• Your objective: Could you reproduce, from the records below, everything from the line with "copied from TileDocument" down to the line with "Also some small", keeping both of those lines and changing nothing?

• Provided information:
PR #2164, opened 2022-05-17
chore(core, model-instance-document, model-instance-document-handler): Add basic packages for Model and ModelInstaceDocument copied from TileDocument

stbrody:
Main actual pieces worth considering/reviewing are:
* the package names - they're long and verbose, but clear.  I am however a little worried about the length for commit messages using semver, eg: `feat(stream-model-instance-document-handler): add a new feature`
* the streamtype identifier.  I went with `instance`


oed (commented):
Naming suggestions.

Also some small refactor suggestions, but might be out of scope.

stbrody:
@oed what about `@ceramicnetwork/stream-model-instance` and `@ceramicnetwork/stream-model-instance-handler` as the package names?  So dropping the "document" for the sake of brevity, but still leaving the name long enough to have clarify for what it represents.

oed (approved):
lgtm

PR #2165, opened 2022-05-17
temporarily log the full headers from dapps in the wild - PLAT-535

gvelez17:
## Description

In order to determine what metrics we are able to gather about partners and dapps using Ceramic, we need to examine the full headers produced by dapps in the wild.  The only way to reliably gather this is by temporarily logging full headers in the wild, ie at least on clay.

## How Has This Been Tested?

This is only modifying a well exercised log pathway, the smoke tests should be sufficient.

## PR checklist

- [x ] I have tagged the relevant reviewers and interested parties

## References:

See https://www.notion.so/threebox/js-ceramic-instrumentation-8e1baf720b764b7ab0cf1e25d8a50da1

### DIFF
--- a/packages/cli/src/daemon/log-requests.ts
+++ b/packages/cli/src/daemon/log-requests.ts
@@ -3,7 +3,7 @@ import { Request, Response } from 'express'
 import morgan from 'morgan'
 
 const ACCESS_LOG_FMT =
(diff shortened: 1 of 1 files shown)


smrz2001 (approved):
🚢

* * *

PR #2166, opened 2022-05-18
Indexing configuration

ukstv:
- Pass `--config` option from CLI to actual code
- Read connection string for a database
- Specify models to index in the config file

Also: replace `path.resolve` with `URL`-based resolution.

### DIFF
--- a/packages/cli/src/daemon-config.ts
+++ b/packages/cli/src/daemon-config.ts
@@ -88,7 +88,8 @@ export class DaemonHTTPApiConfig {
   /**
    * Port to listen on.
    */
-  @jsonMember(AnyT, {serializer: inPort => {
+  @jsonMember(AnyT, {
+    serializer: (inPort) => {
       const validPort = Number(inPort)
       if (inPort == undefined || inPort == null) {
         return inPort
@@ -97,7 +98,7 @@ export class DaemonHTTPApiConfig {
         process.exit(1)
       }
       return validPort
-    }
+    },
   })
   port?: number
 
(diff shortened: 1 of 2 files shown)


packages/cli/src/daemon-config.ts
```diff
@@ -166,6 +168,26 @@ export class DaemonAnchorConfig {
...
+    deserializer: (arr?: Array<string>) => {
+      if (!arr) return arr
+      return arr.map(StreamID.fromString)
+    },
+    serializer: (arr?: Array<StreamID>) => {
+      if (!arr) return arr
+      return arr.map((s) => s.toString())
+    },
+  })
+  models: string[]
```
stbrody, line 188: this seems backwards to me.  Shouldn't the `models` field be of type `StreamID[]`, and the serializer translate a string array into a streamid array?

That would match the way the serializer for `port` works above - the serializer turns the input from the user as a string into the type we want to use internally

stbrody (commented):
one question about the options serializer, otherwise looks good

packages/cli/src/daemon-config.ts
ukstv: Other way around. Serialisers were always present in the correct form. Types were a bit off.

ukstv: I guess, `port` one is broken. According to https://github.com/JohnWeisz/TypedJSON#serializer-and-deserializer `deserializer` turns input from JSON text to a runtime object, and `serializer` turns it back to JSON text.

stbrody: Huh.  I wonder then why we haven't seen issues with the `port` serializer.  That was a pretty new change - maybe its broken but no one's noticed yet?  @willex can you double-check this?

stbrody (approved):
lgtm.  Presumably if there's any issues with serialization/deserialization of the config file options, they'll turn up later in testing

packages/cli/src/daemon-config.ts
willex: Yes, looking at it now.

• Solution for this problem:
chore(core, model-instance-document, model-instance-document-handler): Add basic packages for Model and ModelInstaceDocument copied from TileDocument

stbrody:
Main actual pieces worth considering/reviewing are:
* the package names - they're long and verbose, but clear.  I am however a little worried about the length for commit messages using semver, eg: `feat(stream-model-instance-document-handler): add a new feature`
* the streamtype identifier.  I went with `instance`


oed (commented):
Naming suggestions.

Also some small refactor suggestions, but might be out of scope.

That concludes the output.